Exercise data:

PR #173, opened 2018-09-18
applet: Add appletSelfExit()

leo60228:
Add the [Exit](http://switchbrew.org/index.php/AM_services#Exit) command to applet. This enables exiting an application back to the home menu. It was named `appletSelfExit()` instead of `appletExit()` since `appletExit()` already existed.

### DIFF
--- a/nx/include/switch/services/applet.h
+++ b/nx/include/switch/services/applet.h
@@ -72,6 +72,12 @@ Result appletSetScreenShotPermission(s32 val);
 Result appletSetScreenShotImageOrientation(s32 val);
 
 /**
+ * @brief Exits the application.
+ * @note Can only be used with AppletType_Application.
+ */
+Result appletSelfExit(void);
+
+/**
  * @brief Processes the current applet status. Generally used within a main loop.
  * @return Whether the application should continue running.
  */
--- a/nx/source/services/applet.c
+++ b/nx/source/services/applet.c
@@ -1071,6 +1071,37 @@ Result appletSetScreenShotImageOrientation(s32 val) {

Exercise prompt:
Please return only the lines from the one with "Exits the application." through the end of the listing, each exactly as written, first and last included.

Solution below:
+ * @brief Exits the application.
+ * @note Can only be used with AppletType_Application.
+ */
+Result appletSelfExit(void);
+
+/**
  * @brief Processes the current applet status. Generally used within a main loop.
  * @return Whether the application should continue running.
  */
--- a/nx/source/services/applet.c
+++ b/nx/source/services/applet.c
@@ -1071,6 +1071,37 @@ Result appletSetScreenShotImageOrientation(s32 val) {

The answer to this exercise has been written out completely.